(Beginning of Input material)

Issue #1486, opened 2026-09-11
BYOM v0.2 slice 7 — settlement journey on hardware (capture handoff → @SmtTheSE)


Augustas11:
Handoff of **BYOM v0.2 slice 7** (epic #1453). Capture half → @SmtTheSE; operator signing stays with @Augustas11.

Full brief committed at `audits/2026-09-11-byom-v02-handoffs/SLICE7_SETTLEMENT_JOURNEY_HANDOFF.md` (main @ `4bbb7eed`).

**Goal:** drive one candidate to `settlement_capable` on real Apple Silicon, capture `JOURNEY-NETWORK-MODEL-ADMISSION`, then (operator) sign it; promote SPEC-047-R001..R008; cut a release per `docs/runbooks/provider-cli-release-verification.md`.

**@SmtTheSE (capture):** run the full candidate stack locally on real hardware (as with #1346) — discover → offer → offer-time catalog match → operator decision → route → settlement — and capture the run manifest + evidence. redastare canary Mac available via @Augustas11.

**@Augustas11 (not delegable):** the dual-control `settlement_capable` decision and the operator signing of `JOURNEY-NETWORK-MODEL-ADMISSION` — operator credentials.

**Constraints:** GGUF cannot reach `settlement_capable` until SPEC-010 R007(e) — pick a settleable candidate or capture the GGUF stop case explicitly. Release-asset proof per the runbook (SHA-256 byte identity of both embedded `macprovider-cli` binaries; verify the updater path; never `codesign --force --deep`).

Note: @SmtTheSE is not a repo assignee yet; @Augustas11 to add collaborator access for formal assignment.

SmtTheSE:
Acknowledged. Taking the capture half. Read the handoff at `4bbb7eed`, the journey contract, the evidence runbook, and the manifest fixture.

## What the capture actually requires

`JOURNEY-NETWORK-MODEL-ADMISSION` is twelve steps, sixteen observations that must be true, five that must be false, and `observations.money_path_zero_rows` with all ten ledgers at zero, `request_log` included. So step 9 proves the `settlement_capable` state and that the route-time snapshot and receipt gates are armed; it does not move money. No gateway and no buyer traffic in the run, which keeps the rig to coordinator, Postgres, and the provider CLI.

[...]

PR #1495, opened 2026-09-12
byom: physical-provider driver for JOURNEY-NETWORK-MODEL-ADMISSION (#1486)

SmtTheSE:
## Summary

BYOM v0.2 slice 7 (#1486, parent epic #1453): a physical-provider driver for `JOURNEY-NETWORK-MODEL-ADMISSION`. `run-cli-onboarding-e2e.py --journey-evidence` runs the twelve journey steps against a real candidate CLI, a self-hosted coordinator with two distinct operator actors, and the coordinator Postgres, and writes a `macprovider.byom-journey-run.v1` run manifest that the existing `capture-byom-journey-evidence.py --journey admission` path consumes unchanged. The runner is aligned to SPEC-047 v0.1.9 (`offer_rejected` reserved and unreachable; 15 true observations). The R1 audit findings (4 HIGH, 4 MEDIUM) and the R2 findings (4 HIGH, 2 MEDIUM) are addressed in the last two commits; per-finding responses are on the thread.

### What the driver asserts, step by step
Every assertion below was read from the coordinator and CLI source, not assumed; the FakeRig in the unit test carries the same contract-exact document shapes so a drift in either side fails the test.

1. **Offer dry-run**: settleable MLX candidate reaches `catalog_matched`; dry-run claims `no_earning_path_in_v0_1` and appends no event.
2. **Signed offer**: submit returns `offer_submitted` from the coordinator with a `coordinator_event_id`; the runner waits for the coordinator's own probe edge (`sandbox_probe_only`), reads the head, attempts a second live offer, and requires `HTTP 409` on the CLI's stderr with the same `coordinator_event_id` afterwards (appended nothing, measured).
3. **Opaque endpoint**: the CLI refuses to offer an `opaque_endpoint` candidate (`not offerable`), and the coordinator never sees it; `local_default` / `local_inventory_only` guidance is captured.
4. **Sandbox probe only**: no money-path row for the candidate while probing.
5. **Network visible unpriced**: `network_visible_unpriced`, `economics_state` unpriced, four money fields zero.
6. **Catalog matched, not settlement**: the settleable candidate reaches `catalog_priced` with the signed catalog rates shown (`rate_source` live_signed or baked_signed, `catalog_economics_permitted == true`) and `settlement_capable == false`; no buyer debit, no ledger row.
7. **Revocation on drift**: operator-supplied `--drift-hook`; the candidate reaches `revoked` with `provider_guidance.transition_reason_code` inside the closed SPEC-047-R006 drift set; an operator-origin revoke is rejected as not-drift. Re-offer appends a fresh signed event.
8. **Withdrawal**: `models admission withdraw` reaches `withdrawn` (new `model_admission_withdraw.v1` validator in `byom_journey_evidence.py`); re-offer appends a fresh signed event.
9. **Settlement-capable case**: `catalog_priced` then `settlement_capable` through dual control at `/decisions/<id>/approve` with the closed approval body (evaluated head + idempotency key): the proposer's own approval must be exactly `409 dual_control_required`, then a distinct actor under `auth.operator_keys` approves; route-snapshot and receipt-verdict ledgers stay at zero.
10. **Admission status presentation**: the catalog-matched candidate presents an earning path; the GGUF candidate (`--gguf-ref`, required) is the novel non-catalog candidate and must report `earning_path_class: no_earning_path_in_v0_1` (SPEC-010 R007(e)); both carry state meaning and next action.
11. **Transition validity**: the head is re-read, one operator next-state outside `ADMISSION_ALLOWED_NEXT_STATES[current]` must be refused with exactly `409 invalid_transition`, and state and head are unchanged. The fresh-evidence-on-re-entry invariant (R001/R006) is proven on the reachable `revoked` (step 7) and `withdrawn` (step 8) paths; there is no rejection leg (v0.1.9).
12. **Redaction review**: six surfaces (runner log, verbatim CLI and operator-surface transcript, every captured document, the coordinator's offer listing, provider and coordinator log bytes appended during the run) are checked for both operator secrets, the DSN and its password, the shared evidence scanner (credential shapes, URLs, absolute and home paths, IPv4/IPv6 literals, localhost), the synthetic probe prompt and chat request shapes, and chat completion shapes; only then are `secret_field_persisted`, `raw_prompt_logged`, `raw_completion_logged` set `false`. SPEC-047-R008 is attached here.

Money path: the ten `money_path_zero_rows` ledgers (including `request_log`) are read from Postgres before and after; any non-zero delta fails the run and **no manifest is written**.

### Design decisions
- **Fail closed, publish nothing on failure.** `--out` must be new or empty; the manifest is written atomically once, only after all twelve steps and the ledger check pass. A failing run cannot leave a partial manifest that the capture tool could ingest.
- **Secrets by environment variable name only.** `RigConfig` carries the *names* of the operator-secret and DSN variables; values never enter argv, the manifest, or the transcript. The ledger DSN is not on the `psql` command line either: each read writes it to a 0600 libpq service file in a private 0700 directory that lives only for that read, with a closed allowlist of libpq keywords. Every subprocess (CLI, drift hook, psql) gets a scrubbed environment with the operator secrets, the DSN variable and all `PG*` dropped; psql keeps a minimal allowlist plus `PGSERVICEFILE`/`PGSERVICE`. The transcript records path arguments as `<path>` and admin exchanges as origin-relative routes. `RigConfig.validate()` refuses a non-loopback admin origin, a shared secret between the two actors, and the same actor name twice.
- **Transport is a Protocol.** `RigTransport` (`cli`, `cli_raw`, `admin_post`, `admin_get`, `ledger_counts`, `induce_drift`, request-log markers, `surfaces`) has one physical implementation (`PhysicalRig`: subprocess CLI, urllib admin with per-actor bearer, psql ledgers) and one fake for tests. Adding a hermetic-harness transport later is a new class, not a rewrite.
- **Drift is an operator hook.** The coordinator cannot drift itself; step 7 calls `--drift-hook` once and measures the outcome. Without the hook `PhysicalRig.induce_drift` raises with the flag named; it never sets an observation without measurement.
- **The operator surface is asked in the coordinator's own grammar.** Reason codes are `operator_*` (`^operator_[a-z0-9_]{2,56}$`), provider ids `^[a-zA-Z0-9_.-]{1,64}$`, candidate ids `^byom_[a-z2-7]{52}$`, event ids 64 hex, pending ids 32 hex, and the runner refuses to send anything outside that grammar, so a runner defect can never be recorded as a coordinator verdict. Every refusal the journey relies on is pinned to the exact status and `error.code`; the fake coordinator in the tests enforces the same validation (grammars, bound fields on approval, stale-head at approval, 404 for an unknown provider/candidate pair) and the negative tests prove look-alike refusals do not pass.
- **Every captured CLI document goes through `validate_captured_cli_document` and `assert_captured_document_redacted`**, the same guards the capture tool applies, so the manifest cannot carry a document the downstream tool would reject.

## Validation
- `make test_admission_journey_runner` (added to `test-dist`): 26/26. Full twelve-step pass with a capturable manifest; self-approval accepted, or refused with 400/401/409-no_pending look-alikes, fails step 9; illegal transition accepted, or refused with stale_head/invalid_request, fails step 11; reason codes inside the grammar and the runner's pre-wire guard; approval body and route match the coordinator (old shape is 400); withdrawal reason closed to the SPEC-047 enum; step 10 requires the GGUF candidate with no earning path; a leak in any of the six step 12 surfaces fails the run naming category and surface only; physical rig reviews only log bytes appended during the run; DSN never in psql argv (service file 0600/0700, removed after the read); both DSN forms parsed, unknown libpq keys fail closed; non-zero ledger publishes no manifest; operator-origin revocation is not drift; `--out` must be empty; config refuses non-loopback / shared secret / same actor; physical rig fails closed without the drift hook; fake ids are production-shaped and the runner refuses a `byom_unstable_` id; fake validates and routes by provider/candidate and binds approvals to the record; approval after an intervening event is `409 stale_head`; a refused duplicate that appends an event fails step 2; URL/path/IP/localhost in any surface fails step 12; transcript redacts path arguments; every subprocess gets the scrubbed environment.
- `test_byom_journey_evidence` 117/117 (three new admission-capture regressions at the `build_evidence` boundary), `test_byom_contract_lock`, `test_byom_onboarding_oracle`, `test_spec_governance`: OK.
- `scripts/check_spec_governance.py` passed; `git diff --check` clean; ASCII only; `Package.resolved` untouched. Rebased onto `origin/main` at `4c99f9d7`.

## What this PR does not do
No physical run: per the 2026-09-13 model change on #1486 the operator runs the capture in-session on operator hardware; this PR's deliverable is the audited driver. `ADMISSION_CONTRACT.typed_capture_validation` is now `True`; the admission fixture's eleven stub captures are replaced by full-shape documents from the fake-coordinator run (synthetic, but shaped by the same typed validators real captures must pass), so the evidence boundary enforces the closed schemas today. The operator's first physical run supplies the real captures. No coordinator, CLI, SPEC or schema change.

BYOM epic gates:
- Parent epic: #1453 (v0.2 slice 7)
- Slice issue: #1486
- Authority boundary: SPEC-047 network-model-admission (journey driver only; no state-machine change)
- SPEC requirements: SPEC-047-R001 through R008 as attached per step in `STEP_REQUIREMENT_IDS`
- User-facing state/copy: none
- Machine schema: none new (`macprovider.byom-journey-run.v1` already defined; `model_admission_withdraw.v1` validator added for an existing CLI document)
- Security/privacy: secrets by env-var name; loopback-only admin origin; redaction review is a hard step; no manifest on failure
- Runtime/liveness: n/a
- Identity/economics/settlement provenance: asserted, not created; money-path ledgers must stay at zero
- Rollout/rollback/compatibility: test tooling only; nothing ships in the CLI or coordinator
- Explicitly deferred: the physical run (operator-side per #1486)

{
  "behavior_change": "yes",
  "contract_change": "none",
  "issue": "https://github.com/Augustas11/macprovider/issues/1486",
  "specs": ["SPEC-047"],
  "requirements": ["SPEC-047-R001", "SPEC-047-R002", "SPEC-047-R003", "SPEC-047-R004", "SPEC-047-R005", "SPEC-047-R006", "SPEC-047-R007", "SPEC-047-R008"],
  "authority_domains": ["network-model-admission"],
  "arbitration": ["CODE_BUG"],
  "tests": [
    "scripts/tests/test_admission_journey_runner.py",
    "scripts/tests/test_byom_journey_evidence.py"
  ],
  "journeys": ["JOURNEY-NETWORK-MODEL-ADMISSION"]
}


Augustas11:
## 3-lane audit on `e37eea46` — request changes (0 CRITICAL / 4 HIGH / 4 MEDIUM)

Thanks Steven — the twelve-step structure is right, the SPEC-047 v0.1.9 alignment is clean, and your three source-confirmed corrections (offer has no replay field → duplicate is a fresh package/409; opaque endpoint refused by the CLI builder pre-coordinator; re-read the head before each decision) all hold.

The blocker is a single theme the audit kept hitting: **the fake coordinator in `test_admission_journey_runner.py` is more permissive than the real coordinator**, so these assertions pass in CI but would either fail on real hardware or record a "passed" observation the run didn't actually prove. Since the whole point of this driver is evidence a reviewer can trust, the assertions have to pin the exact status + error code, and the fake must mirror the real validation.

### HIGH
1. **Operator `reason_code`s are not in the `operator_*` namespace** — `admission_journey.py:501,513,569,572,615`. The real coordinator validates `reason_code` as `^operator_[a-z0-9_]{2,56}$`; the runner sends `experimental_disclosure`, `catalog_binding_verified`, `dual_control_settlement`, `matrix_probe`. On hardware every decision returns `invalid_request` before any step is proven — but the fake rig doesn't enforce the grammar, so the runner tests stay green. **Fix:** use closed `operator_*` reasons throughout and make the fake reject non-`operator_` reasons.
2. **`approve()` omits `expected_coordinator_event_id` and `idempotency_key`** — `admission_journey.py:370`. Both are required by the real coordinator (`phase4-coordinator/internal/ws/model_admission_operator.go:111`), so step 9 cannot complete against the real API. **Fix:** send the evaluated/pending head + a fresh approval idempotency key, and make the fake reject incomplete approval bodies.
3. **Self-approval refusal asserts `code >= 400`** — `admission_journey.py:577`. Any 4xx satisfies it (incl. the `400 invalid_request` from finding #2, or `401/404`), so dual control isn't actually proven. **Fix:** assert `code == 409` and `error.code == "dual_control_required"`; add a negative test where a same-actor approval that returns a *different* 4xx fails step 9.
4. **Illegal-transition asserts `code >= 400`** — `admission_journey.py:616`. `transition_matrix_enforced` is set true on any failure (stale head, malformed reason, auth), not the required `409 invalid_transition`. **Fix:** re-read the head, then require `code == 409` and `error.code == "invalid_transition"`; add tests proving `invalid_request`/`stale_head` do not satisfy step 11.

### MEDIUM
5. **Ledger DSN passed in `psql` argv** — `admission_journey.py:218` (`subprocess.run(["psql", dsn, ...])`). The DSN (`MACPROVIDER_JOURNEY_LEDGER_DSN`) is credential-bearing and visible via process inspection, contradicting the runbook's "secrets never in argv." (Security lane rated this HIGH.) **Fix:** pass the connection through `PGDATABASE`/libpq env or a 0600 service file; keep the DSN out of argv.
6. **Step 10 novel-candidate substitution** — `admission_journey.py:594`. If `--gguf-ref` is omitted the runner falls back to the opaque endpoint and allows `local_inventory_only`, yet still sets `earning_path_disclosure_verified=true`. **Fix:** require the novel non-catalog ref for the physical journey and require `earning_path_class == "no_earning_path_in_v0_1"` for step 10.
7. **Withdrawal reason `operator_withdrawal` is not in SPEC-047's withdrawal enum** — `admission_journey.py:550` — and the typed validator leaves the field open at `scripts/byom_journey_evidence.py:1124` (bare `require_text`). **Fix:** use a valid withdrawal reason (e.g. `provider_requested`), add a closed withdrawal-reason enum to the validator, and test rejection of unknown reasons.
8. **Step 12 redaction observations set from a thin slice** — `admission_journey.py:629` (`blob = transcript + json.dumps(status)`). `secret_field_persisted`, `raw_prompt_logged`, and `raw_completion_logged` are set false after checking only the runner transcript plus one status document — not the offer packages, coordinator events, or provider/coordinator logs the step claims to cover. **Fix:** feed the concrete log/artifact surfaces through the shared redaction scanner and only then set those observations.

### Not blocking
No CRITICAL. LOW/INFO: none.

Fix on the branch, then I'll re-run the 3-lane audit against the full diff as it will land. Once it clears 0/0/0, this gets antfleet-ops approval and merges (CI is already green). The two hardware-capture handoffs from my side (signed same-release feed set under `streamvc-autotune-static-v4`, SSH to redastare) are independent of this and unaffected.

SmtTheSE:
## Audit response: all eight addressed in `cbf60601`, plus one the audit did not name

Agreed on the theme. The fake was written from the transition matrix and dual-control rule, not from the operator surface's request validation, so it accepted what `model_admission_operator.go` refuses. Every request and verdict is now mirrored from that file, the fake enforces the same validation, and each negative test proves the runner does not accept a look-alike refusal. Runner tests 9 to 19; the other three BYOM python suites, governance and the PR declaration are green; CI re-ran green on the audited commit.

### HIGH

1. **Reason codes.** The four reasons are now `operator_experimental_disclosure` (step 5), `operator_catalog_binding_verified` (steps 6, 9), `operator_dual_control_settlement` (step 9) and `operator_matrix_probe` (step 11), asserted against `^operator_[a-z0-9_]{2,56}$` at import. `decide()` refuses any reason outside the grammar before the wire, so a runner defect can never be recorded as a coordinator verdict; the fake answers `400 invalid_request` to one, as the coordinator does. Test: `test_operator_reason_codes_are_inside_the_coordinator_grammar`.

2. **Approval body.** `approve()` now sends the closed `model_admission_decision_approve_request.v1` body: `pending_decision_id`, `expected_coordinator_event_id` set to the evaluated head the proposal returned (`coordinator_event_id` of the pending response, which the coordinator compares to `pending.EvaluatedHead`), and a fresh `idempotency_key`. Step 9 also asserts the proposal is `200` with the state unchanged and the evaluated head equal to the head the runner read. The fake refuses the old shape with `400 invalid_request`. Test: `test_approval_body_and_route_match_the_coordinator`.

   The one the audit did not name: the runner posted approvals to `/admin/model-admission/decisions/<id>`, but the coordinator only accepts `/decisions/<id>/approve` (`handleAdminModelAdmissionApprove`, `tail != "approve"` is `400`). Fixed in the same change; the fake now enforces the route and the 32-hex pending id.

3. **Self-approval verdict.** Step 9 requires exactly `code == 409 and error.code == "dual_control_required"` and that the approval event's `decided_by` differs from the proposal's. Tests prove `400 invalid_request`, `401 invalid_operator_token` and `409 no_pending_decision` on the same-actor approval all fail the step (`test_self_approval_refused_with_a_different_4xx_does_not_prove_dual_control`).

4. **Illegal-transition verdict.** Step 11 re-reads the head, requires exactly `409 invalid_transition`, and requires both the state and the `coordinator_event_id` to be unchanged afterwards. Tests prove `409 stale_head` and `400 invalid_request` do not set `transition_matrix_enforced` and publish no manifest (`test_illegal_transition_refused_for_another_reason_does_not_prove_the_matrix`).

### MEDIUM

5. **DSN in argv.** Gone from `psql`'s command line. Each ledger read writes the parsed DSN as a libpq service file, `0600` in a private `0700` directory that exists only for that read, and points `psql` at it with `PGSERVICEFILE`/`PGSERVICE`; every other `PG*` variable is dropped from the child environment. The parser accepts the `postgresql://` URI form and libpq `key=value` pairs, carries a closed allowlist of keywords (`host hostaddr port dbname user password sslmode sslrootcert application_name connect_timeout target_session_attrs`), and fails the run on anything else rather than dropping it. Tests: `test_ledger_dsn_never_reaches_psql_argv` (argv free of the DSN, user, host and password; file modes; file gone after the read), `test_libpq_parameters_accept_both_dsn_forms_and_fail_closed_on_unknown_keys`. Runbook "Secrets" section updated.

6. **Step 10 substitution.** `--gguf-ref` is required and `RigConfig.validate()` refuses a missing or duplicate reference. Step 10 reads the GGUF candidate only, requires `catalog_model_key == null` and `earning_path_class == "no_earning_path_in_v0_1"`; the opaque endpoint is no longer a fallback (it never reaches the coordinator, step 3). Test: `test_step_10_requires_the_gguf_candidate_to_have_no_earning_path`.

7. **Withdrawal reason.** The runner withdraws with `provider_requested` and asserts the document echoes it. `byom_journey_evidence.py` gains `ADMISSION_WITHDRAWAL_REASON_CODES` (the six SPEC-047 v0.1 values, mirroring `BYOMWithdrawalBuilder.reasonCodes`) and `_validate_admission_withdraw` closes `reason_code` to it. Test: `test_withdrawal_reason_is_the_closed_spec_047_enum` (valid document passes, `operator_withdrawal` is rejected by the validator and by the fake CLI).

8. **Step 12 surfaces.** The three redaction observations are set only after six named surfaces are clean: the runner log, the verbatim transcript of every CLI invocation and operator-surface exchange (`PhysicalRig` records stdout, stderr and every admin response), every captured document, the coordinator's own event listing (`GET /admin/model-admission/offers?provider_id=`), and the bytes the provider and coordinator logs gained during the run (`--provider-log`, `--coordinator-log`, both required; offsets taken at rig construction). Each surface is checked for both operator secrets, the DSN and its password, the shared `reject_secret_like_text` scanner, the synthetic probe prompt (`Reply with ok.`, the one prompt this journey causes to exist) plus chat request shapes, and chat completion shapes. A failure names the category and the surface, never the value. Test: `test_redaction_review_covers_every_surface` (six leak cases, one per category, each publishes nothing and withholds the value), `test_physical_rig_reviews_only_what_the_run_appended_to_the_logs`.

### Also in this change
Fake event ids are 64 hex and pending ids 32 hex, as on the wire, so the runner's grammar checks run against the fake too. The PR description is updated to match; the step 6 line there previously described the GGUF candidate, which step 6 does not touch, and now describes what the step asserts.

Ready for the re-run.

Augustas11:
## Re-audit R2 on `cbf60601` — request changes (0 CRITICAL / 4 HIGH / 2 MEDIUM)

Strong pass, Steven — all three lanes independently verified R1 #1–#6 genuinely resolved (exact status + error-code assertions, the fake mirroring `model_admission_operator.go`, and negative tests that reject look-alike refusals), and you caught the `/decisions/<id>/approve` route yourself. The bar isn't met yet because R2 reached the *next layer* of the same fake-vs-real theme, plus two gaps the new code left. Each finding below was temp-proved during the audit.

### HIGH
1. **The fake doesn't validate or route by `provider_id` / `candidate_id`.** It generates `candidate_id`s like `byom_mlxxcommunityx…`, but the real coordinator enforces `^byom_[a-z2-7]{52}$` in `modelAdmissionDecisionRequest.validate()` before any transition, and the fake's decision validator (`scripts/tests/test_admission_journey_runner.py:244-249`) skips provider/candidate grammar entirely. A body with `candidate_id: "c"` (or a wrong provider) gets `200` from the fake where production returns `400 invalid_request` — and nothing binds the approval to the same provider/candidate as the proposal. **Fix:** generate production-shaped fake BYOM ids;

(End of Input material)

▸ Work item
An exact number is called for here: how many lines across the records contain the word "novel". Nothing else belongs in the answer.

▸ Completed exercise
2